# Requirement
Return all lines from the entries below in which the word "rustls" is present.

---- Supplied data

PR #1387, opened 2021-02-24
backport optional backtrace dependency change to 0.19

### LINKED ISSUE #1385: malloc failure on trace! macro in v0.19
**Describe the bug**

When running a stripped, release builds of our application which uses `trust-dns-resolver` 0.19.6, creating the `Backtrace` object via `trace!` results in a memory allocation failure and subsequent `SIGABRT`.

Adding some `println`s starting at `AsyncResolver::lookup_ip`:
```
Cloning client_cache
Creating default DnsRequestOptions
Calling LookupIpFuture::lookup
Creating empty query
Creating backtrack trace
memory allocation of 268435456 bytes failed
```

basically ending at:

https://github.com/bluejekyll/trust-dns/blob/ac8bc7fa03f0ddd36762079e9e25cbb3023faf2d/crates/proto/src/error.rs#L50

**To Reproduce**

Was only able to reproduce using release builds, on ARM target, for my application. This may mean there is more to the issue with regard to `backtrace`'s interactions with release builds, but I haven't yet isolated it.

**Expected behavior**

Either no abort, or the option to disable backtrace generation on memory-constrained systems.

**System:**
 - OS: linux
 - Architecture: armv7
 - Version 4.9
 - rustc version: 1.50

**Version:**
Crate: resolver
Version: 0.19.6

**Additional context**
Optional usage of `backtrace` was introduced in https://github.com/bluejekyll/trust-dns/pull/1246. This would need to be backported from 0.20 into 0.19, but would be a workable solution for my use-case.

jmagnuson:
Cherry-picks the original commit, but leaves `backtrace` at its current version `0.3.46` to reduce change delta. Can also bump if desirable, as well as set `backtrace` as a default feature if it would be considered a breaking change.

Closes #1385 

----

depends on: #1405


crates/resolver/src/error.rs
```diff
@@ -91,11 +93,17 @@ impl ResolveError {
 
 impl fmt::Display for ResolveError {
     fn fmt(&self, f: &mut fmt::Formatter) -> fmt::Result {
-        if let Some(ref backtrace) = self.backtrack {
-            fmt::Display::fmt(&self.kind, f)?;
-            fmt::Debug::fmt(backtrace, f)
-        } else {
-            fmt::Display::fmt(&self.kind, f)
+        cfg_if::cfg_if! {
+            if #[cfg(feature = "with-backtrace")] {
```
jmagnuson, line 97: Should this (and other instances) be changed to just `"backtrace"`?

djc:
I do think it should be enabled by default for compatibility reasons, yes.

crates/resolver/src/error.rs
djc: I guess so? The current change seems incoherent. Is that wrong on main as well?

jmagnuson: Yes, that is what currently exists on main--

https://github.com/bluejekyll/trust-dns/blob/ac8bc7fa03f0ddd36762079e9e25cbb3023faf2d/crates/resolver/src/error.rs#L253

jmagnuson: Addressed in commit https://github.com/bluejekyll/trust-dns/pull/1387/commits/29633fe2ae968a80e3727a8de386fd30d49c8f5b, everything should now be using the `"backtrace"` feature.

jmagnuson:
Fixup commit 0c0e623 enables the `"backtrace"` feature by default.

bluejekyll:
We'll probably be relying on local testing for this. Overall this looks good.

I know it's annoying, but do we also need the backtrace feature specified in the `openssl` and `rustls` crates?

jmagnuson:
>I know it's annoying, but do we also need the backtrace feature specified in the openssl and rustls crates?

That makes sense. On top of that, I should add the feature to default for every crate, I think? Thus far, I've only done `resolver`.

bluejekyll:
Sorry for the late reply here. I think it should be in every crate that needs to pass that down to proto... which is pretty much all of them. Kind of annoying, I know. I wish we had a way to put common features in the at the workspace level.

jmagnuson:
No worries. I believe every crate has been covered in cca8363, but may have missed some nuance.

bluejekyll:
Ok, I got a little nervous with all the test failures, I've fixed here: #1405

bluejekyll:
Ok! All tests are passing, finally. I'll merge and try to publish a new release ASAP.

Thank you for all the back and forth on getting this in, @jmagnuson!

bluejekyll:
@jmagnuson this has been released to crates.io. Thanks again.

--------

# Final answer
I know it's annoying, but do we also need the backtrace feature specified in the `openssl` and `rustls` crates?
>I know it's annoying, but do we also need the backtrace feature specified in the openssl and rustls crates?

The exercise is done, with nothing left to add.